1.1. The Model-Theoretic Approach
This talk introduces a model-theoretic generalization of the sum-product phenomenon. Instead of quantifying the "size" of a set using traditional counting measures or discrete cardinalities, we transition to a model-theoretic framework where size is governed by a continuous real dimension encoded within first-order logic. We demonstrate that small expansion under addition and multiplication implies the presence of an explicitly definable subfield of comparable dimension.
2. Axiomatizing Continuous Real Dimension
Let \(T\) be a complete first-order theory and \(M \models T\) a model. A continuous real dimension is a mapping \(\delta: Def(M) \to \mathbb{R}_{\ge 0}\cup\{+\infty\}\) on the collection of parameter-definable sets satisfying the following axioms for any \(X,Y \in Def(M)\):
- Union: \(\delta(X\cup Y)=\max\{\delta(X),\delta(Y)\}\)
- Product: \(\delta(X\times Y) = \delta(X) + \delta(Y)\)
- Finiteness: \(\delta(X) = 0\) if \(X\) is a finite set
- Intersection: \(\delta(X\cap Y)\leq \min\{\delta(X),\delta(Y)\}\)
- Invariance: \(\delta(X) = \delta(Y)\) if there exists a definable bijection \(f:X \to Y\)
- Subadditivity: for any definable surjection \(f: X \to Y\), \[ \delta(X) = \sup\Bigl\{ \alpha+\beta\; :
\alpha\in\mathbb{R}\cup\{\infty\}, \; \beta \leq\bigl\{ z\in Y\;:\;\delta(f^{-1}(z))\geq\alpha\bigr\} \Bigr\}. \] - Continuity: for any formula \(\phi(\bar x,\bar y)\) and \(s < t \in \mathbb{R}\), there is a \(\varnothing\)-definable \(D\) such that \[ \{a\;:\;\delta(\phi(\bar x,a))\leq s\} \subseteq D \subseteq \{b\;:\;\delta(\phi(\bar x,b)) < t\}. \]
This dimension generalizes classical geometric dimensions; for instance, o-minimal and geometric theories using algebraic closure (acl) dimension, alongside some theories of finite Morley rank. Importantly, it captures coarse pseudofinite dimension, which treats asymptotic bounds of finite sets within an ultraproduct as a real-valued dimension.
Using this framework, we extend \(\delta\) to partial types by taking the infimum over defining formulas, which allows us to naturally recover robust model-theoretic definitions for \textbf{genericity} and \textbf{independence} \((\vec a \perp_A \vec b)\).
3. Combinatorial Machinery in the Dimensional Setting
We adopt some tools of classical additive combinatorics into continuous dimensions.

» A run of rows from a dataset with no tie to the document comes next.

Issue #276, opened 2015-10-22
Add an option to disable ViewCrawler


yogurtearl:
On Mixpanel 4.5+, there is a ViewCrawler the periodically processes messages on the main thread. 
ViewCrawler is needed for these features to work:
* Web Configuration
* A/B Testing
* Dynamic Tweaks.

But if you are not using those features, there is no reason to incur the performance hit of having extra things run on your main thread.

Please add the ability to disable ViewCrawler ( for those that don't need Web Configuration, A/B Testing, and Dynamic Tweaks )

patedit:
Closing since it's already merged PR #313 

Thanks @yogurtearl !

aneemtalukder:
is there a way to have tweaks without the viewcrawler? or perhaps any way to run A/B tests without having to use the viewcrawler? my use case is i would like to simply get my variant for the test and update the UI myself without mixpanel's UI tools (as cool as they are!)

patedit:
Hi @aneemtalukder - sadly nope :(

aneemtalukder:
ahh got it, thanks!

PR #278, opened 2015-10-28
Allow SDK users to disable the "ViewCrawler" with a Manifest Metadata

yogurtearl:
Implements #276 

ViewCrawler will be on by default but can be turned off with: 

```
        <meta-data
            android:name="com.mixpanel.android.MPConfig.DisableViewCrawler"
            android:value="true"/>
```

### DIFF
--- a/src/androidTest/java/com/mixpanel/android/mpmetrics/MPConfigTest.java
+++ b/src/androidTest/java/com/mixpanel/android/mpmetrics/MPConfigTest.java
@@ -1,0 +1,68 @@
+package com.mixpanel.android.mpmetrics;
+
+import android.os.Build;
+import android.os.Bundle;
+import android.test.AndroidTestCase;
+import com.mixpanel.android.viewcrawler.ViewCrawler;
+
+public class MPConfigTest extends AndroidTestCase {
+
+    public static final String TOKEN                             = "TOKEN";
+    public static final String DISABLE_VIEW_CRAWLER_METADATA_KEY = "com.mixpanel.android.MPConfig.DisableViewCrawler";
+
+    public void testDisableViewCrawlerDefaultsToFalse() throws Exception {
+        final Bundle metaData = new Bundle();
+
+        // DON'T set "com.mixpanel.android.MPConfig.DisableViewCrawler" in the bundle
+
+        final MixpanelAPI mixpanelAPI = mixpanelApi(mpConfig(metaData));
+
+        if (Build.VERSION.SDK_INT >= MPConfig.UI_FEATURES_MIN_API) {
+            assertTrue("By default, we should use ViewCrawler as our Impl of UpdatesFromMixpanel",
+                       mixpanelAPI.constructUpdatesFromMixpanel(getContext(), TOKEN) instanceof ViewCrawler);
+        } else {
+            assertTrue("When API is older than MPConfig.UI_FEATURES_MIN_API, we should use NoOp",
+                       mixpanelAPI.constructUpdatesFromMixpanel(getContext(), TOKEN) instanceof MixpanelAPI.NoOpUpdatesFromMixpanel);
+        }
+    }
+
+    public void testDisableViewCrawlerTrueGetsNoOpImpl() throws Exception {
+        final Bundle metaData = new Bundle();
+
+        metaData.putBoolean(DISABLE_VIEW_CRAWLER_METADATA_KEY, true);
+
+        final MixpanelAPI mixpanelAPI = mixpanelApi(mpConfig(metaData));
+
+        if (Build.VERSION.SDK_INT >= MPConfig.UI_FEATURES_MIN_API) {
+            assertTrue("When DisableViewCrawler is true, we should use a NoOp Impl of UpdatesFromMixpanel",
+                       mixpanelAPI.constructUpdatesFromMixpanel(getContext(), TOKEN) instanceof MixpanelAPI.NoOpUpdatesFromMixpanel);
+        } else {
+            assertTrue("When API is older than MPConfig.UI_FEATURES_MIN_API, we should use NoOp",
+                       mixpanelAPI.constructUpdatesFromMixpanel(getContext(), TOKEN) instanceof MixpanelAPI.NoOpUpdatesFromMixpanel);
+        }
+    }
+
+    public void testDisableViewCrawlerFalseGetsViewCrawler() throws Exception {
+        final Bundle metaData = new Bundle();
+
+        metaData.putBoolean(DISABLE_VIEW_CRAWLER_METADATA_KEY, false);
+
+        final MixpanelAPI mixpanelAPI = mixpanelApi(mpConfig(metaData));
+
+        if (Build.VERSION.SDK_INT >= MPConfig.UI_FEATURES_MIN_API) {
+            assertTrue("When DisableViewCrawler is false, we should use ViewCrawler as our Impl of UpdatesFromMixpanel",
+                       mixpanelAPI.constructUpdatesFromMixpanel(getContext(), TOKEN) instanceof ViewCrawler);
+        } else {
+            assertTrue("When API is older than MPConfig.UI_FEATURES_MIN_API, we should use NoOp",
+                       mixpanelAPI.constructUpdatesFromMixpanel(getContext(), TOKEN) instanceof MixpanelAPI.NoOpUpdatesFromMixpanel);
+        }
+    }
+
+    private MPConfig mpConfig(final Bundle metaData) {
+        return new MPConfig(metaData, getContext());
+    }
+
+    private MixpanelAPI mixpanelApi(final MPConfig config) {
+        return new MixpanelAPI(getContext(), new TestUtils.EmptyPreferences(getContext()), TOKEN, config);
+    }
+}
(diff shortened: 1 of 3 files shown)


src/main/java/com/mixpanel/android/mpmetrics/MPConfig.java
```diff
@@ -169,15 +169,16 @@ public synchronized void setSSLSocketFactory(SSLSocketFactory factory) {
         mBulkUploadLimit = metaData.getInt("com.mixpanel.android.MPConfig.BulkUploadLimit", 40); // 40 records default
         mFlushInterval = metaData.getInt("com.mixpanel.android.MPConfig.FlushInterval", 60 * 1000); // one minute default
         mDebugFlushInterval = metaData.getInt("com.mixpanel.android.MPConfig.DebugFlushInterval", 1 * 1000); // one second default
-        mDataExpiration = metaData.getInt("com.mixpanel.android.MPConfig.DataExpiration",  1000 * 60 * 60 * 24 * 5); // 5 days default
-        mMinimumDatabaseLimit = metaData.getInt("com.mixpanel.android.MPConfig.MinimumDatabaseLimit",  20 * 1024 * 1024); // 20 Mb
+        mDataExpiration = metaData.getInt("com.mixpanel.android.MPConfig.DataExpiration", 1000 * 60 * 60 * 24 * 5); // 5 days default
```
yinfeiru: lol  thanks for fixing this!!

src/main/java/com/mixpanel/android/mpmetrics/MixpanelAPI.java
```diff
@@ -1976,8 +1982,8 @@ public synchronized void run() {
         private final Executor mExecutor = Executors.newSingleThreadExecutor();
     }
 
-    private class UnsupportedUpdatesFromMixpanel implements UpdatesFromMixpanel {
-        public UnsupportedUpdatesFromMixpanel(Tweaks tweaks) {
+    /* package */ class NoOpUpdatesFromMixpanel implements UpdatesFromMixpanel {
```
yinfeiru: I'm not exactly sure why you change the name of this function. First of all, I think the old name does indicate what's going on here. Second, we have another function called `UnsupportedUpdatesListener`. I'd like to keep the same naming approach so that people won't have to second guess what this function does.

src/main/java/com/mixpanel/android/mpmetrics/MixpanelAPI.java
```diff
@@ -1326,7 +1330,9 @@ public void onPrefsLoaded(SharedPreferences preferences) {
     /* package */ UpdatesFromMixpanel constructUpdatesFromMixpanel(final Context context, final String token) {
         if (Build.VERSION.SDK_INT < MPConfig.UI_FEATURES_MIN_API) {
             Log.i(LOGTAG, "Web Configuration, A/B Testing, and Dynamic Tweaks are not supported on this Android OS Version");
-            return new UnsupportedUpdatesFromMixpanel(sSharedTweaks);
+            return new NoOpUpdatesFromMixpanel(sSharedTweaks);
+        } else if (mConfig.getDisableViewCrawler()) {
```
yinfeiru: why not
```
if (Build.VERSION.SDK_INT < MPConfig.UI_FEATURES_MIN_API || mConfig.getDisableViewCrawler()) {
    return new NoOpUpdatesFromMixpanel(sSharedTweaks);
}
```

src/main/java/com/mixpanel/android/mpmetrics/MixpanelAPI.java
```diff
@@ -193,11 +193,19 @@
...
      */
     MixpanelAPI(Context context, Future<SharedPreferences> referrerPreferences, String token) {
+        this(context, referrerPreferences, token, MPConfig.getInstance(context));
+    }
+
+    /**
+     * You shouldn't instantiate MixpanelAPI objects directly.
+     * Use MixpanelAPI.getInstance to get an instance.
+     */
+    MixpanelAPI(Context context, Future<SharedPreferences> referrerPreferences, String token, final MPConfig config) {
```
yinfeiru: Hmmm.. I sort of like this change, but, on the other hand, I don't think it's necessary. As the comment says, the user shouldn't use this constructor to get an instance. The only place uses this is the `getInstance` API. And because of that, I think it's an overkill to provide an extra level of extraction in order to make it more flexible. Do you have a good reason for adding this that I'm not aware of?

src/androidTest/java/com/mixpanel/android/mpmetrics/MPConfigTest.java
```diff
@@ -0,0 +1,68 @@
+package com.mixpanel.android.mpmetrics;
```
yinfeiru: I like this test a lot!!

yinfeiru:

3.1. Generalized Ruzsa Triangle Inequality
We prove that for type-definable sets \(X, Y, Z\) of finite dimension in a dimensional group, the following holds:
\[ \delta(X) + \delta(Y-Z) \leq \delta(X-Y) + \delta(X-Z).\]
The proof relies on generic independent realizations, the underlying symmetry and additivity of the dimension function.
3.2. Plünnecke-Ruzsa Sumset Estimates
We adapt Plünnecke's original strategy of utilizing commutative layered graphs. By tracking injections within a definably commutative three-layered graph \(\Gamma=(U_0 \sqcup U_1 \sqcup U_2, E)\), we establish that if a type-definable set expands minimally at the first layer, its higher expansions are bounded. This yields the Sumset Estimate: if \(\delta(X + Y) = \delta(X) < \infty\), then for any \(m, n \in \mathbb{N}\), \(\delta(mY - nY)\le \delta(X)\).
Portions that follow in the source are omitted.